As we can see, a simple adding stack machine would need instructions for pushing variables and constants onto the stack, and adding stack members together. Each instruction we added to the machine would be given a unique number. This number would allow the machine to read through the stream of instructions and perform the simple operations. When defining these numbers, which we call bytecodes we may also give them a name that makes sense to us as people. Instead of referring to the add instruction as instruction #1, we might simply call it “ADD”. Likewise for pushing an operand onto the stack, we wouldn’t want to say “use instruction #2″ we would simply want to say “use PUSH”. This leads us to a representation of our source code where instructions can be listed out in the lowest level human readable form before actually being assembled into the raw numbers the virtual machine will use.

The bytecode for our simple adding machine example above could be:

push 1
push 2
add
push 3
add
push 4
add

The Phlox virtual machine has an instruction set very similar to this, but with a lot more operations to be able to deal with all the features of LSL and general purpose programming languages. When you input LSL source code into the text editor on InWorldz and press save, a lot of really neat things happen. First the lexer and parser makes sure that the source code is formed correctly and is grammatically correct. Then Phlox performs semantic checks to make sure you’ve not mixed up types, that you haven’t passed the wrong number of arguments to a function, and other similar mistakes. Once these tests pass, the compiler will compile your script into Phlox bytecode some of which we can see below:

Everything above the ^Z in the image is the LSL source code. Below it is the byte compiler output for the simple program that adds 4, 5 and 6 together. The form of the phlox bytecode is very similar to our simple adding machine in this case, but we can also see that Phlox has additional responsibilities over and above the adding machine.

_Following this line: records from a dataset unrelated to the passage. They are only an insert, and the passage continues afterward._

PR #1436, opened 2022-03-02
fix disconnect

YoDaMa:
This changes some of the listener destruction and emission to improve the reliability of the disconnect.


YoDaMa:
need to fix problems with merge.

vishnureddy17:
Is this ready for review? @YoDaMa

YoDaMa:
yes @vishnureddy17

src/client.ts
```diff
@@ -196,19 +197,22 @@ export class MqttClient extends EventEmitter {
 
   private async _destroyClient(force?: boolean) {
     this._clientLogger.trace(`destroying client...`);
-    this.conn.removeAllListeners('error')
+    this.conn.removeAllListeners('error');
+    this.conn.removeAllListeners('close');
+    this.conn.on('close', () => {});
```
vishnureddy17, line 202: Why is this needed? I can see why you wanna do this with the `error` event because Node complains when `error` is emitted and there are no listeners. But that's not the case for `close`.

vishnureddy17 (approved):
Approving and merging despite the one comment I had so I can work on top of this. I'll make note of it so we can discuss on Monday. @YoDaMa

PR #1443, opened 2022-03-10
fix: fix regression from #1401 and allow CI test failures to break gitthub workflow

BertKleewein:


lib/client.js
```diff
@@ -1583,7 +1583,7 @@ MqttClient.prototype._handleAck = function (packet) {
   const that = this
   let err
 
-  if (!cb || cb === nop) {
```
vishnureddy17, line 1586: Can we get an explanation as to what went wrong here?

lib/client.js
```diff
@@ -1583,7 +1583,18 @@ MqttClient.prototype._handleAck = function (packet) {
...
+  // Checking `!cb` happens to work, but it's not technically "correct".
+  //
+  // Why? This code assumes that "no callback" is the same as that "we're not
+  // waiting for responses" (puback, pubrec, pubcomp, suback, or unsuback).
+  //
+  // It would be better to check `if (!this.outgoing[messageId])` here, but
+  // there's no reason to change it and risk (another) regression.
+  //
+  // The only reason this code works is becaues code in MqttClient.publish,
+  // MqttClinet.subsribe, and MqttClient.unsubscribe ensures that we will
```
vishnureddy17, line 1595: nit: typo
```suggestion
  // MqttClient.subscribe, and MqttClient.unsubscribe ensures that we will
```

vishnureddy17 (approved):
looks good, small nit

Apollon77:
Thank you very much! Any ETA when we can expoect a new release?

Apollon77:
Thank you for the info!

PR #1444, opened 2022-03-10
chore: fix test, lint tests, and run prettier everywhere

BertKleewein:


vishnureddy17 (approved):
Thanks, @BertKleewein! LGTM. 

I think @YoDaMa may have had a reason for having the ESLint rules the way they were.

PR #1449, opened 2022-03-14
spike: possible sequencer implementation for vNext-dev

BertKleewein:


src/sequencer.ts
```diff
@@ -0,0 +1,305 @@
...
+export interface Packet {
+  messageId: number | undefined;
+}
+
+// It's called SendPacketFuncton, but it accepts a Message. Maybe we need to rethink this.
+// The more I think about this, the more I think it should accept a `Packet` object, and it
+// should use `Packet.cmd` instead of accepting a separate `PacketType` parameter.
+export type SendPacketFunction = (packetType: PacketType, message: Message) => void;
+
+type InFlightMessageMap = { [key: number]: SequenceMachine };
```
vishnureddy17, line 22: nit: prefer to use `Map` over a regular object

src/sequencer.ts
```diff
@@ -0,0 +1,305 @@
...
+        }
+        this.inFlightMessages[message.messageId as number] = sequenceMachine;
+      // SUBSCRIBE also goes into the inFlightMesages map. CONNECT maybe goes somewhere else?
+    }
+
+    sequenceMachine.start();
+  }
+
+  // TODO: Is there an easier way to Promisify this?
+  runSequence(sequenceType: SequenceType, message: Message, done?: DoneFunction) {
```
vishnureddy17, line 63: could we just get rid of the callback? Supporting both promise and callback patterns can be painful long-term

src/sequencer.ts
```diff
@@ -0,0 +1,305 @@
...
+    packet;
+    logger.info('blah');
+  }
+
+  cancel() {
+    logger.info('blah');
+  }
+}
+
+// TODO: do we want a state for Cancelled?
```
vishnureddy17, line 155: I think we do

src/sequencer.ts
```diff
@@ -0,0 +1,305 @@
...
+      logger.info('blah');
+    }
+  }
+}
+
+abstract class SequenceMachine {
+  message: Message;
+  sendPacketFunction: SendPacketFunction;
+  done: DoneFunction;
+  timeout: NodeJS.Timeout | number = 0;
```
vishnureddy17, line 95: Once this is merged in I'll add a TODO comment about investigating efficient timer usage so every state machine doesn't need it's own timer

vishnureddy17 (approved):
This is excellent. Got some nits. I can address them myself once merged.

PR #1465, opened 2022-03-30
cleanup topic validation

YoDaMa:


src/util/validateTopic.ts
```diff
@@ -1,39 +1,61 @@
...
+    if (levels[i] === '#') {
+      // Validate MLWC at end of topic filter.
+      return i === levels.length - 1;
+    }
+
+    // Level must not contain more than one MLWC or SLWC character.
+    if ((levels[i] as string).indexOf('+') !== -1 || (levels[i] as string).indexOf('#') !== -1) {
+      return false;
     }
   }
```
vishnureddy17, line 42: Haven't verified if this builds but this makes things a bit more readable IMO
```suggestion
  for (const [i, level] of levels.entries()) {
    // If SLWC, MUST occupy entire level.
    if (level === '+') {
      continue;
    }

    if (level === '#') {
      // Validate MLWC at end of topic filter.
      return i === levels.length - 1;
    }

    // Level must not contain more than one MLWC or SLWC character.
    if (level.includes('+') || levels.includes('#')) {
      return false;
    }
  }
```

vishnureddy17 (approved):
Readability nit, otherwise LGTM

PR #1486, opened 2022-05-20
integrate sequencer connect with upper level client

vishnureddy17:


src/client.ts
```diff
@@ -30,56 +24,39 @@ function eosPromisified(stream: NodeJS.ReadableStream | NodeJS.WritableStream):
...
     // assume the options have been validated before instantiating the client.
-    this.connecting = false;
-    this.connected = false;
-    this.errored = false;
-    this.disconnecting = false;
-    this._inflightPackets = new Map();
-
-    // Using this method to clean up the constructor to do options handling
-    logger.trace(`populating internal client options object...`);
-    this._options = {
```
YoDaMa, line 61: did you remove the default options?

src/client.ts
```diff
@@ -30,56 +24,39 @@ function eosPromisified(stream: NodeJS.ReadableStream | NodeJS.WritableStream):
...
+    this._conn.setMaxListeners(1000);
 
     this._incomingPacketParser = mqttParser(this._options);
 
-    // Handle incoming packets this are parsed
-    // NOTE: This is only handling incoming packets from the
-    // readable stream of the conn stream.
-    // we need to make sure that the function called on 'packet' is bound to the context of 'MQTTClient'
-    this._incomingPacketParser.on('packet', this.handleIncomingPacket.bind(this));
+    this._incomingPacketParser.on('packet', this._packetSequencer.handleIncomingPacket.bind(this._packetSequencer));
```
YoDaMa, line 59: maybe dumb question: is handleIncomingPacket bound to _packetSequencer because the context for packets should be _packetSequencer's context?

src/client.ts
vishnureddy17: I moved it up to connect in index.ts because I feel like inserting default options and validating options should be done together

src/client.ts
vishnureddy17: It's because the method `MqttPacketSequencer.handleIncomingPacket()` should have the context of `this._packetSequencer`

PR #1492, opened 2022-06-08
fix: `_storeProcessing` staying true after outStore got emptied

### LINKED ISSUE #1116: New messages not being published after store messages are processed - possible solution
Hi there!

We have an electron app that only publishes QoS 2 messages and I'm using https://github.com/mcollina/mqtt-level-store as persistent store.
Our users reported that a lot of messages are not being published. The internet connection in the warehouse we run the app is not good, so we lose connection quite often. After some investigation, this is what I've found:

- whenever we lose connection, the messages are stored as expected, so after reconnection they are sent;
- however, after the stored messages are sent, all the newer messages are stored immediately. They are only sent after someone restarts the app;
- and then again, after the previously stored messages are sent, the newer messages are immediately stored again.

I've enabled debugging logs and I noticed the log `_storeProcessing enabled`, so I checked the code and I noticed that the flag `_storeProcessing` is still `true` after the store finished processing in both cases (https://github.com/mqttjs/MQTT.js/blob/master/lib/client.js#L517-L535).

So I've forked this repo, added more logging messages to understand what's happening and this is what I've come up with:

- `_storeProcessing = true` is set in the beginning of `storeDeliver` (https://github.com/mqttjs/MQTT.js/blob/master/lib/client.js#L1507-L1514);
- if there’s no packet, a listener is set for when it’s readable again, but `_storeProcessing` is never set to `false` again (https://github.com/mqttjs/MQTT.js/blob/master/lib/client.js#L1518-L1522);
- then, when a new message is published, there's the aforementioned check and the message is stored immediately.

Now, I'm not sure if this is the expected behavior. As a quickfix to our problem, I've added a call to `clearStoreProcessing()` inside the `!packet` check to reset the value of `_storeProcessing`.

https://github.com/gabrielfnogueira/MQTTjs/blob/reset-store-processing/lib/client.js#L1518-L1523

I've been using my fork in the application and in my tests everything's working as (we) expected.

If this is indeed a bug, I'm more than happy to open a Pull Request with my change. If not, I'd like to hear your feedback on it 😄

Genoil:
This PR makes sure that new messages get published after a local store that accumulated some messages while the broker was offline, reconnects. In storeDeliver, this._storeProcessing got set to true before the check if there are actually stored packets left to send. So if there aren't any, this._storeProcessing will still be true on the next publish(), resulting in packets accumulating in this._storeProcessingQueue, but their invokes are never called, because Readable Event 'end' has already happened for the emptied Store and no new messages will be put into the Store as well. 

Fixes #1116

### DIFF
--- a/lib/client.js
+++ b/lib/client.js
@@ -1806,7 +1806,6 @@ MqttClient.prototype._onConnect = function (packet) {
       if (!outStore) {
         return
       }
-      that._storeProcessing = true
 
       const packet = outStore.read(1)
 
@@ -1817,6 +1816,8 @@ MqttClient.prototype._onConnect = function (packet) {
         outStore.once('readable', storeDeliver)
         return
       }
+
+      that._storeProcessing = true
 
       // Skip already processed store packets
       if (that._packetIdsDuringStoreProcessing[packet.messageId]) {


robertsLando:
@Genoil Could you add a unit test for this please? I'm ok to merge it as soon as a test covers the fix

robertsLando:
@gabrielfnogueira could you confirm this fixes your issue?

gabrielfnogueira:
> @gabrielfnogueira could you confirm this fixes your issue?

yes, this does fixes my issue!

Issue #1474, opened 2022-04-25
setImmediate polyfill is not implementing node 16 standard of setImmediate


filipomar:
While working with the MQTT client on the browser, I noticed callbacks (sent through setImmediate) are missing parameters.

I tracked the problem down to this snippet:

```javascript
const setImmediate = global.setImmediate || function (callback) {
  // works in node v0.8
  nextTick(callback)
}
```

[Here](https://github.com/mqttjs/MQTT.js/blob/main/lib/client.js#L20) is the problematic function mentioned above.

It does not implement the setImmediate as per the documentation [here](https://nodejs.org/dist/latest-v16.x/docs/api/timers.html#setimmediatecallback-args) **with** the callback args.

But using core-js's polyfill is for now a good enough alternative (need to be imported before the mqtt lib):

```
import 'core-js/modules/web.immediate'
```

filipomar:
[PR](https://github.com/mqttjs/MQTT.js/pull/1497) submitted

PR #1497, opened 2022-07-01
fix: error events in a browser environment are emitted without any parameters

filipomar:
In a browser, where the `setImmediate` and `nextTick` polyfills are needed, the Errors being passed such as [this scenario](https://github.com/mqttjs/MQTT.js/blob/3451564363cf0933355ab6d66e73c80fa13379e8/lib/client.js#L726) are ignored.

Issue was originally raised [here](https://github.com/mqttjs/MQTT.js/issues/1474).


robertsLando:
Supersided by #1626 #1628

PR #86, opened 2019-02-27
Implement PaperTrail for auditing

irisfaraway:
https://eaflood.atlassian.net/browse/RUBY-203

PaperTrail is a gem used for keeping a record of when and how a record is changed. We use it to keep track of changes to registrations. This information will then be shown in the WEX back office.

This PR will install and configure PaperTrail so we can migrate our existing audit history and continue to build on it.


irisfaraway:
Not ready for review, just need to update the branch!

spec/requests/waste_exemptions_engine/registration_complete_forms_spec.rb
```diff
@@ -18,6 +18,29 @@ module WasteExemptionsEngine
...
+        end
+
+        it "assigns the correct whodunnit to the registration version", versioning: true do
+          get request_path
+          registration = WasteExemptionsEngine::Registration.where(reference: form.transient_registration.reference).first
+          expect(registration.reload.versions.last.whodunnit).to eq(current_user.id.to_s)
+        end
+      end
+
+      context "when the does not have a current_user" do
```
Cruikshanks: Guessing we're missing something here 😁 

```suggestion
      context "when the host application does not have a current_user" do
```

PR #92, opened 2019-03-11
Update VCR cassettes

irisfaraway:


irisfaraway:
Trying to get the script to work with this repo as well as waste-carriers-renewals, but clearly something has gone wrong with this one as the cassettes were not refreshed.

PR #93, opened 2019-03-11
Refactor 'can navigate flexibly' form property

eminnett:
We decided to refactor the `CanNavigateFelxibly` concern into a class method on the BaseForm. The class method can then be overridden in subclasses if that specific form should not be allowed to navigate flexibly.


eminnett:
I don't appear to be able to do anything about the 12 'new' issues in code climate. Either I don't have permission to mark them as won't fix or we have to wait until the PR is merged to mark them as won't fix.

PR #98, opened 2019-03-14
Save the assistance mode for a registration

irisfaraway:
https://eaflood.atlassian.net/browse/RUBY-200

A registration should have a different assistance_mode depending on whether it was submitted through the front-office or back-office. This allows us to track what proportion of registrations are assisted digital.


irisfaraway:
Oh hey, service tests! These definitely needs some more work to properly cover everything that's going on, but I think that should be done in a separate PR for clarity's sake.

PR #100, opened 2019-03-15
Load engine migrations before host app migrations

irisfaraway:
This came out of our story to implement PaperTrail in this engine and the back office. Since we were tracking models in both projects, we ended up with two migrations to create a Versions table, which then caused a clash. So rather than have two migrations, it makes sense for the engine's migrations to take precidence, and for it to handle the creation of the versions table.


irisfaraway:
Hoping this will fix the issue from https://github.com/DEFRA/waste-exemptions-back-office-ta/pull/89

  • .globals Tells the Phlox VM how much space we need for global variables. In this case there is one global variable, i, hence the line .globals 1
  • .statedef Defines all the states that are in this LSL script. If there were more states, there would be more .statedef lines
  • iconst Pushes an integer constant onto the top of the stack
  • iadd Adds the top two integers on the stack together
  • gstore Removes the top operand on the stack and stores it in globals memory (in this case, the variable i)
  • halt Tells the machine that this script is suspended until it receives another event
  • .evt Tells the Phlox VM about an event present in this script. In this case we only have one, which is state_entry and it is part of the default state. It takes no arguments (args=0) and there are no local variables defined inside of the event handler (locals=0)
  • ret Returns to the caller. When called from an event, the script is suspended until another event is triggered.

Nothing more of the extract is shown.